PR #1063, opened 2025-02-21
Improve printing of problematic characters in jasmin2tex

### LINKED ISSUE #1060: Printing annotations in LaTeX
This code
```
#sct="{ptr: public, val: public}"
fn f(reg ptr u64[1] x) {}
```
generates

...

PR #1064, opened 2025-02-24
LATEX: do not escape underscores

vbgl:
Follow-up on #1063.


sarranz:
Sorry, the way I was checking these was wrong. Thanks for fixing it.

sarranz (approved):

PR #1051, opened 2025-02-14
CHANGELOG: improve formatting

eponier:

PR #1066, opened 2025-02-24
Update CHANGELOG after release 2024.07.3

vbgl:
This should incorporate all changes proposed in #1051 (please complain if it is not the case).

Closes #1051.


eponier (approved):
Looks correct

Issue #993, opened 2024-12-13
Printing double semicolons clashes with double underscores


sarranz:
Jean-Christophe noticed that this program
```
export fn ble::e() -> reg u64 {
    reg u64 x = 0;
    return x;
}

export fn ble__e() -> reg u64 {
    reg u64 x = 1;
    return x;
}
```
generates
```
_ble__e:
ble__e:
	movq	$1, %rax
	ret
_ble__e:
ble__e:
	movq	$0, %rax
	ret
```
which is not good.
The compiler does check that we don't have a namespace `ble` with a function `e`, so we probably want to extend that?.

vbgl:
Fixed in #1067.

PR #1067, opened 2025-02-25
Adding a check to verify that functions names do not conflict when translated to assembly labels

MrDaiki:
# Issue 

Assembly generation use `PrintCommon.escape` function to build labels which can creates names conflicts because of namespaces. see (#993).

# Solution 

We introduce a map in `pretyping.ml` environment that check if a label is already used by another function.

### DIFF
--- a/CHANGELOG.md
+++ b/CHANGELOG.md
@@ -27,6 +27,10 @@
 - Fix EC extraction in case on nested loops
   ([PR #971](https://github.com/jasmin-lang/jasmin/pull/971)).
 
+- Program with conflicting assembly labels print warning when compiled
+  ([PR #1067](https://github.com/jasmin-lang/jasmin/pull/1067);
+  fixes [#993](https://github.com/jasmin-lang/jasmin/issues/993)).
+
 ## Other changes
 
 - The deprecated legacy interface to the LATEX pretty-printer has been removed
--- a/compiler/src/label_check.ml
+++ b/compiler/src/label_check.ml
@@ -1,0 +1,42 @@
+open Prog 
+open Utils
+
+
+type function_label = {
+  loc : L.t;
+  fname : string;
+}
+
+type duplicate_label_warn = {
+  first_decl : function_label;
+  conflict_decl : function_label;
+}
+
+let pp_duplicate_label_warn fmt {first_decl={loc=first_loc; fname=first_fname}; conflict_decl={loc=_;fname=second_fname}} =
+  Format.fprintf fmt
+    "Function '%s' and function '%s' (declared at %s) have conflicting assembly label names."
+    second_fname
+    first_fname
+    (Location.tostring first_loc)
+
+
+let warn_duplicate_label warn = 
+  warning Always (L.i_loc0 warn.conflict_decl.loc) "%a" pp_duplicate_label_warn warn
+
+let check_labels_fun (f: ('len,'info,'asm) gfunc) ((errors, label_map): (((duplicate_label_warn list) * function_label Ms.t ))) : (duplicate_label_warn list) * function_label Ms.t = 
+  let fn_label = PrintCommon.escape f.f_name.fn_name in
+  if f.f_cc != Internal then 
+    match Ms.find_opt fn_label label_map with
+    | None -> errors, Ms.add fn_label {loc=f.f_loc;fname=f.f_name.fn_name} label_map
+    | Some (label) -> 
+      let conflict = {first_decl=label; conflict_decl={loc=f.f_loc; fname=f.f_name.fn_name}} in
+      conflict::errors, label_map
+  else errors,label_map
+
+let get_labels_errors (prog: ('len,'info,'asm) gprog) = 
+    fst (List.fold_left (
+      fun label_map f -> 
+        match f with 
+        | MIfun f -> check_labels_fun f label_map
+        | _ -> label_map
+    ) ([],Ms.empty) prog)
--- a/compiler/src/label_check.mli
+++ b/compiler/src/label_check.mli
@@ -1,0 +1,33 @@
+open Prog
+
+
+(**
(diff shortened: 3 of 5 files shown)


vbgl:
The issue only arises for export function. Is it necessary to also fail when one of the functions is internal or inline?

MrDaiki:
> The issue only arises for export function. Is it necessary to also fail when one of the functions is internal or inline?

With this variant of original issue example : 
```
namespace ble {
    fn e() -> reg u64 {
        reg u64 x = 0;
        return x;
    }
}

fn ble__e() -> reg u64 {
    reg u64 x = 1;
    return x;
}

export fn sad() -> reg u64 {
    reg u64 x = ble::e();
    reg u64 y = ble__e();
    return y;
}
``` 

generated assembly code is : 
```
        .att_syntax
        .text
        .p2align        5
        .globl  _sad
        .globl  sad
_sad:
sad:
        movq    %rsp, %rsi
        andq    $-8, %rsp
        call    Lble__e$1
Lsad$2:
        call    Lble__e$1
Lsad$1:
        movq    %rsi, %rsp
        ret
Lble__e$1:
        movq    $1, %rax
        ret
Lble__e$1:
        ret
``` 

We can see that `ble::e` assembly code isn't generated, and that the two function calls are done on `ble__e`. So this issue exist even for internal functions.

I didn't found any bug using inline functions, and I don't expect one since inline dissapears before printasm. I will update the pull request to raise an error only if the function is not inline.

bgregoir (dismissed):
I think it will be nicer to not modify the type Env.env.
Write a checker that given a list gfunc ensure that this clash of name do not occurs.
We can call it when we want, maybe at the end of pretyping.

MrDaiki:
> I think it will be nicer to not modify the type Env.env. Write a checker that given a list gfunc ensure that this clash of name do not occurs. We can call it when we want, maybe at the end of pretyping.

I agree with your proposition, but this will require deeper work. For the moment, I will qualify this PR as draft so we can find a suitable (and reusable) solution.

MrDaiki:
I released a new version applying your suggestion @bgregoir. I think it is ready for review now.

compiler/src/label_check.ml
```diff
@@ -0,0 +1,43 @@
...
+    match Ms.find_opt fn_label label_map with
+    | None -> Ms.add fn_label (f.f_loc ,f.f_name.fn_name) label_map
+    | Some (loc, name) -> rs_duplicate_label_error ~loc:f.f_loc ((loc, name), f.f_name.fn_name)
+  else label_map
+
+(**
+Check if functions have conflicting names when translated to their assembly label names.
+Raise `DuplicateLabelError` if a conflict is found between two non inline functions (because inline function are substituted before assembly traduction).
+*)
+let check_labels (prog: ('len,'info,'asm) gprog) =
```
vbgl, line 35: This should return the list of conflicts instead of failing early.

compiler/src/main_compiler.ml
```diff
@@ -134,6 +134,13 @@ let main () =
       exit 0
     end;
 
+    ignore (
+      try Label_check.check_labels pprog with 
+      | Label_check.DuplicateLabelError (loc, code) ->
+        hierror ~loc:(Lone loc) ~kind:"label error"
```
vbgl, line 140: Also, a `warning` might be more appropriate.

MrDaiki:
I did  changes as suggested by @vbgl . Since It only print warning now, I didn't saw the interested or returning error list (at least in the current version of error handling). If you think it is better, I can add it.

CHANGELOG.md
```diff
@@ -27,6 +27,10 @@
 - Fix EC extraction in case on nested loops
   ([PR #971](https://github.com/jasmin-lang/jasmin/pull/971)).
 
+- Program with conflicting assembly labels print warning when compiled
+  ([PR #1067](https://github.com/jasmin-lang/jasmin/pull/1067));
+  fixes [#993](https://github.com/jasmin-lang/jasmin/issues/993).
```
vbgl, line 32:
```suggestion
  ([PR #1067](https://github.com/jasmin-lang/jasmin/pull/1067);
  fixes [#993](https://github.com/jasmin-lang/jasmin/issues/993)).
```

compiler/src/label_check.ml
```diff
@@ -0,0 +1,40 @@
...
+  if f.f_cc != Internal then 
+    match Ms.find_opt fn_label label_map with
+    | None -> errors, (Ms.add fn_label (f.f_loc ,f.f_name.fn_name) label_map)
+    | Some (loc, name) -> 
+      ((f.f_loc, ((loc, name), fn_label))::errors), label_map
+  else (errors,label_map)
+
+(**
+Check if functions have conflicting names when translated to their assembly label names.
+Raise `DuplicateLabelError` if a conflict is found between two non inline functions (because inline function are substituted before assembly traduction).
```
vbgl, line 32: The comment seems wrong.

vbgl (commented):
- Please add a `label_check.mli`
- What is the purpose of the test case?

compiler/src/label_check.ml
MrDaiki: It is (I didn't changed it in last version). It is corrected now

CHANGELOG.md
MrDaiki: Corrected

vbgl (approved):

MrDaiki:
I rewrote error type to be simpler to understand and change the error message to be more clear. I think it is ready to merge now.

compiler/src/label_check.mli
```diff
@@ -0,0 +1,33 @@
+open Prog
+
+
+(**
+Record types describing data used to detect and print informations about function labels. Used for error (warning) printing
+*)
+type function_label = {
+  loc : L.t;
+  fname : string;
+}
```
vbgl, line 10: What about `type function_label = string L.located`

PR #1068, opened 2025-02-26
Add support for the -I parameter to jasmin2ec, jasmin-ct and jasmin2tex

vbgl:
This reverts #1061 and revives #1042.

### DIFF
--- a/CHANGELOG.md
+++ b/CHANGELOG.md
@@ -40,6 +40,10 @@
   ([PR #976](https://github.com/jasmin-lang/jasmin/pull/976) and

---

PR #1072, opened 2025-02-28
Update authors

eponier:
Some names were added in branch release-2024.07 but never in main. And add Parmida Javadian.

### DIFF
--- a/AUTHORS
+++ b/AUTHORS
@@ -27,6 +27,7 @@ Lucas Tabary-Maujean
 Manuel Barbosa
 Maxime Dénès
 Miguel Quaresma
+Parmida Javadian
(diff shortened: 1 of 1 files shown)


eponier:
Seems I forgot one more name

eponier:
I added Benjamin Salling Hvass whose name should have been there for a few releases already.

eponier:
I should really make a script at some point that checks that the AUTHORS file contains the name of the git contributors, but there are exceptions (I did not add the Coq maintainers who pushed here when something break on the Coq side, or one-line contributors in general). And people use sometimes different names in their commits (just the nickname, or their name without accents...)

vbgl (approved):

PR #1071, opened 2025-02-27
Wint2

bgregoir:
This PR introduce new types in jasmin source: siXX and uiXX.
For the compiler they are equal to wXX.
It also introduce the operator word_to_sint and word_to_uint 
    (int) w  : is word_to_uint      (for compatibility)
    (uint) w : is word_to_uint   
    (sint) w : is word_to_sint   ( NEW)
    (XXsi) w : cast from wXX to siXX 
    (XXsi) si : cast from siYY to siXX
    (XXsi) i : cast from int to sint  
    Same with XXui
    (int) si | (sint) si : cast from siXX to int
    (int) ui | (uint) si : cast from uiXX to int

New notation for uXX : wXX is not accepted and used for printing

> DESCRIPTION OF THE TASK
Check each line of the entries, and copy the ones that contain "changes".

> THE ANSWER
This should incorporate all changes proposed in #1051 (please complain if it is not the case).
 ## Other changes
I did  changes as suggested by @vbgl . Since It only print warning now, I didn't saw the interested or returning error list (at least in the current version of error handling). If you think it is better, I can add it.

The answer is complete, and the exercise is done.